SQL DATEDIFF
“How long has it been since this customer last ordered with us?”
“What is the average number of days to conversion?”
Business users will have these questions, data people will have to answer these questions, and the only way to solve them is by calculating the time between two different dates. Luckily, there’s a handy DATEDIFF function that can do that for you.
The DATEDIFF function will return the difference in specified units (ex. days, weeks, years) between a start date/time and an end date/time. It’s a simple and widely used function that you’ll find yourself using more often than you expect.
DATEDIFF is a little bit like your favorite pair of socks; you’ll usually find the first one easily and feel like the day is going to be great. But for some reason, the matching sock requires a little digging in the drawer. DATEDIFF is this pair of socks—you’ll inevitably find yourself Googling the syntax almost every time you use it, but you can’t go through your day without using it.
This page will go over how to use the DATEDIFF function across different data warehouses and how to write more standardized DATEDIFF functions using a dbt macro (or successfully find your socks as a pair in one go).
How to use the DATEDIFF function
For the DATEDIFF function, there are three elements, or arguments, passed in:
- The date part: This is the days/months/weeks/years (unit) of the difference calculated
- The first (start) date/time
- The second (end) date/time
The DATEDIFF function can be used in SELECT statements and WHERE clauses.
Most, if not all, modern cloud data warehouses support some type of the DATEDIFF function. There may be some minor differences between the argument order and function name for DATEDIFF across data warehouses, but the functionality very much remains the same.

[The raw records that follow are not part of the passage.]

PR #260, opened 2025-08-13
Initial option to replace openssl default provider

ColtonWilley:


default_stub/wp_default_stub.c
```diff
@@ -0,0 +1,40 @@
...
+ * along with wolfProvider. If not, see <http://www.gnu.org/licenses/>.
+ */
+
+#include <openssl/provider.h>
+
+/* Prototype of public function that initializes the wolfSSL provider. */
+OSSL_provider_init_fn wolfssl_provider_init;
+
+/* Prototype for the wolfprov_provider_init function */
+int wolfprov_provider_init(const OSSL_CORE_HANDLE* handle,
```
padelsbach, line 26: Nit: do we need the declaration if the actual function is just beneath?

default_stub/wp_default_stub.c
```diff
@@ -0,0 +1,40 @@
...
+                          const OSSL_DISPATCH* in,
+                          const OSSL_DISPATCH** out,
+                          void** provCtx);
+
+/*
+ * Provider implementation stub
+ */
+int wolfprov_provider_init(const OSSL_CORE_HANDLE* handle,
```
padelsbach, line 34: I think we should use the OSSL name `ossl_default_provider_init()`, etc. Then we can likely avoid the patch below. Should be easy to add the `_init()` functions here.

scripts/utils-openssl.sh
```diff
@@ -93,19 +93,74 @@ clone_openssl() {
...
+            else
+                printf "ERROR - stub libdefault not found in: ${STUB_LIB_DIR}\n"
+                do_cleanup
+                exit 1
+            fi
+        fi
+
+        # Execute configure
+        if [ "$WOLFPROV_REPLACE_DEFAULT" = "1" ]; then
+            $CONFIG_CMD LDFLAGS="${CONFIGURE_LDFLAGS}" LDLIBS="${CONFIGURE_LDLIBS}" >>$LOG_FILE 2>&1
```
padelsbach, line 155: Nit: could do this on line 155 instead of calling `$CONFIG_CMD` in two places. Would follow the pattern from above.

```
CONFIG_CMD+="LDFLAGS="${CONFIGURE_LDFLAGS}" LDLIBS="${CONFIGURE_LDLIBS}"
```

scripts/utils-wolfprovider.sh
```diff
@@ -46,6 +47,55 @@ WOLFPROV_DEBUG=${WOLFPROV_DEBUG:-0}
...
+        tail -n 40 $LOG_FILE
+        do_cleanup
+        exit 1
+    fi
+    printf "Done.\n"
+
+    cd ${SCRIPT_DIR}/..
+}
+
 clean_wolfprov() {
```
padelsbach, line 99: Can we add the default lib to the `clean_wolfprov()` function?

default_stub/wp_default_stub.c
ColtonWilley: I also thought it was overkill but clang was not happy otherwise.

.github/workflows/replace-default.yml
```diff
@@ -0,0 +1,66 @@
...
+
+jobs:
+  replace_default_test:
+    name: Replace Default Test
+    runs-on: ubuntu-22.04
+    timeout-minutes: 30
+    strategy:
+      matrix:
+        # Test both standard and replace-default builds
+        replace_default: ['', '--replace-default']
```
padelsbach, line 23: Just curious: why not run with WPFF?

padelsbach (dismissed):
LGTM

patches/README.md
```diff
@@ -0,0 +1,4 @@
+This patch replaces the openssl default provider with wolfProvider. This means
```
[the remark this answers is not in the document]
ColtonWilley: You are right, and a link to the OSP patches as well. Very easy to think this is where the OSP patches are.

scripts/utils-openssl.sh
```diff
@@ -95,14 +95,45 @@ clone_openssl() {
     fi
 }
 
+check_openssl_replace_default_mismatch() {
+    # Only check if OpenSSL is already installed
+    if [ -d "${OPENSSL_INSTALL_DIR}" ]; then
+        local openssl_is_patched=0
+
+        # Check if the source was patched for --replace-default
+        if [ -f "${OPENSSL_SOURCE_DIR}/crypto/provider_predefined.c" ]; then
```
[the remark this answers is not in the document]
padelsbach: Maybe just add this additional check with a clear warning so that we know we're not testing the normal build.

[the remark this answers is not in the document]
ColtonWilley: I see, a nice big warning that you are not using stock openssl. I will add it.

padelsbach (approved):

Below, we’ll outline some of the slight differences in the implementation between some data warehouses.
SQL DATEDIFF function syntax in Snowflake, Databricks, and Redshift
The syntax for using the DATEDIFF function in Snowflake and Amazon Redshift, and Databricks looks like the following:
datediff(<date part>, <start date/time>, <end date/time>)
A note on Databricks: Databricks additionally supports a separate DATEDIFF function that takes only two arguments: a start date and an end date. The function will always return the difference between two dates in days.
DATEDIFF in Google BigQuery
The syntax for using the DATEDIFF function in Google BigQuery looks like the following:
- Unlike in Snowflake, Amazon Redshift, and Databricks where the
<date part>
is passed as the first argument, the<date part>
is passed in as the last argument in Google BigQuery. - Google BigQuery also calls the function DATETIME_DIFF with an additional underscore separating the function name. This is on par with Google BigQuery’s preference to have underscores in function names.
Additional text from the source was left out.